There is no legitimate political opposition in Bangladesh. The Bangladesh Nationalist Party (BNP) is in tatters partly due to the prolonged incarceration of its leader Begum Khaled Zia on corruption charges and partly due to its boycott of the last parliamentary elections. Gen. Khan says the gap is being filled by religious groups which do not claim to be political organizations, but nonetheless command the support and influence of a large segment of the people in the country. They offer opinions and take positions on national issues that go down well with some sections of society.
He says that despite claims to the contrary, courting these groups by the political parties and hobnobbing with them to curry their support (since they command large vote banks) is a common political strategy. Compromising with these elements has become a part of the policy for ensuring political success.
The emergence of the Hindu right wing in West Bengal and Assam could be another spoiler. The BJP is set to come to power in Assam, where anti-Muslim feelings have already been whipped by the BJP and before that, by the Assam Movement against alleged illegal immigrants from Muslim Bangladesh. The BJP manifesto for the current elections in Assam, has promised laws against both ‘Love Jihad’ and ‘Land Jihad’ (alleged land grabbing by Muslim immigrants). Assam has been the epicentre of the anti-Muslim National Register of Citizens and the Citizenship Amendment Act.
If the BJP comes to power in West Bengal or even comes second in the on-going electoral race, the politics of the State will be marked by Hindutvic impulses which could impact on the Muslim minority in the State and Muslim-majority Bangladesh.
West Bengal has become communally sensitive, especially since the decline of the Left movement and the emergence of the Trinamool Congress as the ruling party in 2011. In 2013,under the stewardship of Chief Minister Mamata Banerjee, there were 106 instances of communal violence in West Bengal compared to the previous years, which had an average of 15-20 each year.

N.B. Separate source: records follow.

Issue #867, opened 2025-03-25
Flow Control and Priorities


martinduke:
The priority algorithm in 6.2 may be suboptimal given certain receiver flow control states. For example:

- Streams might have different flow control credit, allowing send on a lower priority stream but not a higher one. This is most likely to happen if a frame granting stream credit is lost, or if the available data in a subgroup exceeds the initial flow control credit.

- Connection flow control might shut down delivery over streams, but cannot limit sending of datagrams.

- There may be no stream creation credit for a high-priority stream, but we can keep delivering on the low-priority one.

If we actually want low-priority stuff to be blocked in this case, then the current language is fine. Otherwise, this has to be rewritten a bit. It may be easiest to update to the definition of schedulable object in 6.1, and then the rest would be unchanged.

afrind:
> If we actually want low-priority stuff to be blocked in this case

This is the important question: if I have a high pri stream that's FC blocked and a low pri one that is not, do I send *nothing*?

I've also wondered if we need a moq specific level of flow control that is per subscription.  Per-stream is too fine and Per-connection is too coarse.

You essentially never want the sender to run out of stream credit, unless you can partition it per subscription.

fluffy:
I would rather not change any of this unless we had data to show it is a problem.

ianswett:
I'd be happy to add some text documenting this issue, but I don't think it's a 'problem' perse.

I think we might need subscription level flow control of some sort, but I'm happy to wait until we understand the problem we're solving better.

vasilvv:
> This is the important question: if I have a high pri stream that's FC blocked and a low pri one that is not, do I send nothing?

That's a good question, but I feel like this is more of a QUIC than an MoQ question.

From what I remember, our implementation uses priorities across the streams that are not flow-control blocked.

afrind:
> From what I remember, our implementation uses priorities across the streams that are not flow-control blocked.

So does ours, and until Martin asked, I never would have thought about blocking low-pri streams when high-pri streams are flow-control blocked.

> I would rather not change any of this unless we had data to show it is a problem.

The purpose of all the text in the priority section was to create predictability/interoperability for applications running through relays, and since there's ambiguity here, we should clarify the expectations.

LPardue:
[...]

PR #1054, opened 2025-06-23
Objects are not schedulable if flow-control blocked

afrind:
I intended this text to cover both 

1) stream cannot be opened
2) object doesn't fit in stream limits

Fixes: #867

### DIFF
--- a/draft-ietf-moq-transport.md
+++ b/draft-ietf-moq-transport.md
@@ -1015,8 +1015,8 @@ A schedulable object in MOQT is either:
 3. An Object in response to a FETCH where that Object is the next
    Object in the response.
 
-An Object is not schedulable if it cannot be written due to underlying
-transport flow control limits.
+An Object is not schedulable if it is known that no part of it can be written
+due to underlying transport flow control limits.
 
 A single subgroup or datagram has a single publisher priority. Within a
 response to SUBSCRIBE, it can be useful to conceptualize this process as
--- a/draft-ietf-moq-transport.md
+++ b/draft-ietf-moq-transport.md
@@ -1009,12 +1009,15 @@ congestion.
 MOQT maintains priorities between different _schedulable objects_.
 A schedulable object in MOQT is either:
 
-1. An object in response to a SUBSCRIBE that belongs to a subgroup where
-   that object is the next object in that subgroup.
-2. An object in response to a SUBSCRIBE that belongs to a track with
+1. An Object in response to a SUBSCRIBE that belongs to a Subgroup where
+   that Object is the next Object in that Subgroup.
+2. An Object in response to a SUBSCRIBE that belongs to a Track with
    delivery preference Datagram.
-3. An object in response to a FETCH where that object is the next
-   object in the response.
+3. An Object in response to a FETCH where that Object is the next
+   Object in the response.
+
+An Object is not schedulable if it cannot be written due to underlying
+transport flow control limits.
 
 A single subgroup or datagram has a single publisher priority. Within a
 response to SUBSCRIBE, it can be useful to conceptualize this process as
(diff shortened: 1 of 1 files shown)


draft-ietf-moq-transport.md
```diff
@@ -1009,12 +1009,15 @@ congestion.
 MOQT maintains priorities between different _schedulable objects_.
 A schedulable object in MOQT is either:
 
-1. An object in response to a SUBSCRIBE that belongs to a subgroup where
-   that object is the next object in that subgroup.
-2. An object in response to a SUBSCRIBE that belongs to a track with
+1. An Object in response to a SUBSCRIBE that belongs to a Subgroup where
+   that Object is the next Object in that Subgroup.
+2. An Object in response to a SUBSCRIBE that belongs to a Track with
```
```suggestion
2. An Object in response to a subscription that belongs to a Track with
```

draft-ietf-moq-transport.md
```diff
@@ -1009,12 +1009,15 @@ congestion.
 MOQT maintains priorities between different _schedulable objects_.
 A schedulable object in MOQT is either:
 
-1. An object in response to a SUBSCRIBE that belongs to a subgroup where
-   that object is the next object in that subgroup.
-2. An object in response to a SUBSCRIBE that belongs to a track with
+1. An Object in response to a SUBSCRIBE that belongs to a Subgroup where
+   that Object is the next Object in that Subgroup.
```
```suggestion
1. The first or next Object in a Subgroup that is in response to a subscription.
```

ianswett (approved):

sharmafb (approved):

draft-ietf-moq-transport.md
```diff
@@ -1009,12 +1009,14 @@ congestion.
...
+1. The first or next Object in a Subgroup that is in response to a subscription.
+2. An Object in response to a subscription that belongs to a Track with
    delivery preference Datagram.
-3. An object in response to a FETCH where that object is the next
-   object in the response.
+3. An Object in response to a FETCH where that Object is the next
+   Object in the response.
+
+An Object is not schedulable if it cannot be written due to underlying
+transport flow control limits.
```
mengelbart: From Slack: I don't think the QUIC implementation I'm using exposes this information to my application. @afrind  suggested to add "if known", which is fine for me, but I think makes it somewhat useless to add the restriction in the first place?

Another question that came up is whether we need to add "cannot be written _entirely_". I'm not sure if that is intended here. @afrind says no, because we don't want relays to buffer large objects. Also, I guess it would allow small objects to indefinitely block larger objects. On the other hand, the restriction would only apply to stream level flow control, because as long as there is any connection level flow control quota, every object can be partially written.

fluffy: We definitely need to be able to "stream" object in the sense of sending some of them at a time otherwise each hop of the relay network introduces latency that all adds up. In implementing our initial implementation ended up in the stupidity of sending zillions of tiny portions of the message so implementations need to have some good implementation logic on how to balance thisl

draft-ietf-moq-transport.md
```diff
@@ -1009,12 +1009,14 @@ congestion.
...
-2. An object in response to a SUBSCRIBE that belongs to a track with
+1. The first or next Object in a Subgroup that is in response to a subscription.
+2. An Object in response to a subscription that belongs to a Track with
    delivery preference Datagram.
-3. An object in response to a FETCH where that object is the next
-   object in the response.
+3. An Object in response to a FETCH where that Object is the next
+   Object in the response.
+
+An Object is not schedulable if it cannot be written due to underlying
```
fluffy: perhaps change "if it cannot be written" to "if no part of of the object can be written" or something like that

draft-ietf-moq-transport.md
```suggestion
An Object is not schedulable if it is known that no part of it can be written
due to underlying transport flow control limits.
```

suhasHere (approved):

In December 2016, Muslims in Dhulagarh in the Howrah district were not able to hold the Mawlid procession, and a riot had broken out causing destruction of Muslims’ property. In May 2020, the use of a public toilet by a suspected Muslim COVID patient in Telinipara, in the Hooghly district, led to a mob attack on all Muslims. As in Dhulagarh, no politician of any party, intervened to aid the Muslim victims.
Regrouping Islamic radicals in Bangladesh and rising communalism in West Bengal and Assam could prove to be an explosive mixture that could derail the current determined bid to improve India-Bangla relations. The need of the hour is to check this pernicious tendency quickly and firmly.